Старичок стоял у стойки бара с пустым стаканом в руке. Теперь он улыбался, и от удовольствия его круглое розовое лицо светилось каким-то золотистым сиянием. Я заметила, как он лизнул белые усы, будто ловя последнюю каплю драгоценного напитка.
Потом он отвернулся от стойки и стал медленно пробираться сквозь толпу туда, где висели его шляпа и пальто. Он надел шляпу. Надел пальто. Затем, очень спокойно и небрежно, так, что вряд ли можно было что-то заподозрить, снял с вешалки один из многочисленных мокрых зонтов и вышел.
— Ты видела? — взвизгнула мама. — Видела, что он сделал?
— Тс-с-с! — прошептала я! — Он идет!
Мы пониже опустили зонт так, чтобы можно было только выглядывать из-под него.
Он вышел.
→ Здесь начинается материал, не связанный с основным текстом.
PR #6225, opened 2026-06-24
VULN-35559 Fix XSS via URI fragment in Marketo configurator

jsandland:
## Summary
- Sanitize all string values loaded from the URL hash in `getHashConfig()` before they enter state or localStorage
- Uses the browser's HTML parser (`el.innerHTML = value; return el.textContent`) to strip tags and event handlers
- Prevents `form.cta.override` and `form.success.content` XSS payloads from reaching `window.mcz_marketoForm_pref`, which Marketo's `forms2.min.js` injects as raw HTML

Resolves: [VULN-35559](https://jira.corp.adobe.com/browse/VULN-35559)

Ни разу не поглядел в нашу сторону. Раскрыл над головой свой новый зонт и заспешил вниз по улице, туда, откуда пришел.
— Вот он в какие игры играет! — сказала мама.
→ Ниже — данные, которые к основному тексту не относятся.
PR #53, opened 2022-06-22
Column table

seanchoi-dev:
* Enabling `table` option for column block.
* Setting up variables.css to share milo CSS variables with other helix sites.

Resolves: [MWPW-111569](https://jira.corp.adobe.com/browse/MWPW-111569)

**Test URLs:**
- Before: https://column-fix--business-website--adobe.hlx.page/blog/basics/business-case
- After: https://column-fix--business-website--adobe.hlx.page/blog/basics/business-case?milolibs=column-table

PR #6227, opened 2026-06-25
CaaS auto-publish: extract payload builder into leaf module + standalone bundle

shkhan91:
## What & why

Milo is static-only (AEM Edge Delivery) and cannot host a backend endpoint, but the CaaS card→XDM business logic must be reusable from a backend service (`milo-caas`) that auto-publishes pages to CaaS on a schedule. This PR extracts that logic into a **self-contained leaf module** and produces a **small standalone bundle** that `milo-caas` fetches (pinned by SHA-256) and runs in a `vm` sandbox — keeping a single source of truth here in Milo.

This PR is **library/tooling only** — it does not change any page rendering and is behavior-preserving for the existing browser "Send to CaaS" / bulk-publish paths.

* Add `buildCaasXdmPayload()` (plus `hasCardMetadata` / `isDisabledOnPage`) in a **new self-contained leaf** `tools/send-to-caas/caas-payload-core.js` that does **not** import `libs/utils/utils.js` or `libs/blocks/caas/utils.js` (those transitively drag in Milo's bootstrap, a 706KB tag taxonomy, and lazy chunks — which makes the module impossible to bundle standalone). The only `libs/` import is the leaf-safe `getUuid.js`.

— Чистая работа! — сказала я. — Здорово!
Мы проследовали за ним назад до той улицы, где впервые встретили его, и увидели, как он преспокойно обменивает свой новый зонт на очередной фунт. На этот раз он менялся с худощавым парнем, у которого вообще не было ни шляпы, ни пальто. Как только сделка состоялась, наш старичок побежал вниз по улице и затерялся в толпе. Но теперь он побежал в другую сторону.
— Смотри, какой хитрый! — сказала мама. — Никогда не заходит в один и тот же бар дважды!
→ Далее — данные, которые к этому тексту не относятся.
PR #6238, opened 2026-07-01
[MWPW-199397] - Rich content jump links hover addition

DKos95:
Resolves: [MWPW-199397](https://jira.corp.adobe.com/browse/MWPW-199397)

**Test URLs:**
- Before: https://main--da-dc--adobecom.aem.page/dc-shared/fragments/tests/2026/q2/ace1205/fragments/ace1205-offer?milolibs=stage&mep=%2Fdc-shared%2Ffragments%2Ftests%2F2026%2Fq2%2Face1205%2Fdc1205-base-page-dc.json--all
- After: https://main--da-dc--adobecom.aem.page/dc-shared/fragments/tests/2026/q2/ace1205/fragments/ace1205-offer?milolibs=rich-contnet-jump-hover&mep=%2Fdc-shared%2Ffragments%2Ftests%2F2026%2Fq2%2Face1205%2Fdc1205-base-page-dc.json--all

### DIFF
--- a/libs/mep/ace1205/rich-content/rich-content.css
+++ b/libs/mep/ace1205/rich-content/rich-content.css
@@ -121,6 +121,16 @@
         margin: 0;
         padding: 0;
 
+        &:has(.jump-link-anchor:focus-visible) .jump-link-anchor:not(:hover, :focus-visible) {
+          color: var(--s2a-color-transparent-white-48);
+
+          .jump-link-badge {
+            background: var(--s2a-color-transparent-white-16);
+            border-color: var(--s2a-color-transparent-white-12);
+            color: inherit;
+          }
+        }
+
         @media (hover: hover) {
           &:has(.jump-link-anchor:hover) .jump-link-anchor:not(:hover, :focus-visible) {
             color: var(--s2a-color-transparent-white-48);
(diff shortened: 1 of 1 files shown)


libs/mep/ace1205/rich-content/rich-content.css
```diff
@@ -119,6 +120,18 @@
...
         padding: 0;
+
+        @media (hover: hover) {
+          &:has(.jump-link-anchor:hover) .jump-link-anchor:not(:hover, :focus-visible) {
+            color: var(--s2a-color-transparent-white-48);
+
+            .jump-link-badge {
+              background: var(--s2a-color-transparent-white-16);
+              border-color: var(--s2a-color-transparent-white-12);
+              color: var(--s2a-color-transparent-white-48);
```
zagi25: Super nit:
```suggestion
              color: inherit;
```

zagi25 (approved):

overmyheadandbody (commented):
We usually use the same styles when an item is focused, could that be implemented as part of this PR as well? Otherwise looking 👌

DKos95:
> We usually use the same styles when an item is focused, could that be implemented as part of this PR as well? Otherwise looking 👌

If it is needed I don't have a problem implementing it, but the request in the ticket is to make it similar to nav, on nav when an item is focused via keyboard the effect is not happening.

overmyheadandbody (approved):
I'd say the missing focus requirement is an omission, I received this feedback for the FAQ block, so I'm assuming it's a practice we want to standardize, which I agree with

SilviuLCF (approved):
Verified , testing details https://jira.corp.adobe.com/browse/MWPW-199397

— Так он может продолжать весь вечер, — сказала я.
— Да, — ответила мама, — конечно. Но, держу пари, он, как сумасшедший, молится на дождливые дни.
ПОПУТЧИК
У меня была новая машина. Потрясающая игрушка, „БМВ-3.3“, большая, с удлиненным кузовом и с инжектором. Она легко разгонялась до 129 миль в час. Корпус — светло-голубой, сиденья — синие, обтянуты кожей, настоящей мягкой кожей прекрасной выделки. Стекла и верхний люк — с кнопочным управлением. Радиоантенна выдвигалась, когда я включал радио, и автоматически складывалась, когда я выключал его. Мощный двигатель ворчал и неторопливо рычал на низких скоростях, но при шестидесяти милях в час рычание прекращалось, и мотор начинал мурлыкать от удовольствия.
Я ехал в Лондон один. Был прекрасный июньский денек. В полях косили сено, по обеим сторонам дороги росли лютики. Шуршали шины, я ехал со скоростью семьдесят миль в час, удобно откинувшись на сиденье, легонько придерживая пальцами руль. Впереди, на дороге, показался голосующий человек. Я притормозил рядом. Я всегда брал попутчиков. Я по собственному опыту знал, каково это — стоять на обочине загородного шоссе и смотреть на мчащиеся мимо машины. И я терпеть не мог водителей, которые делали вид, что не замечают, меня, особенно водителей больших машин, где много места оставалось незанятым, Роскошные авто редко останавливаются. Подвозят обычно маленькие машины, старые и обшарпанные, которые уже битком набиты детьми, а водитель говорит: думаю, еще одного мы как-нибудь втиснем.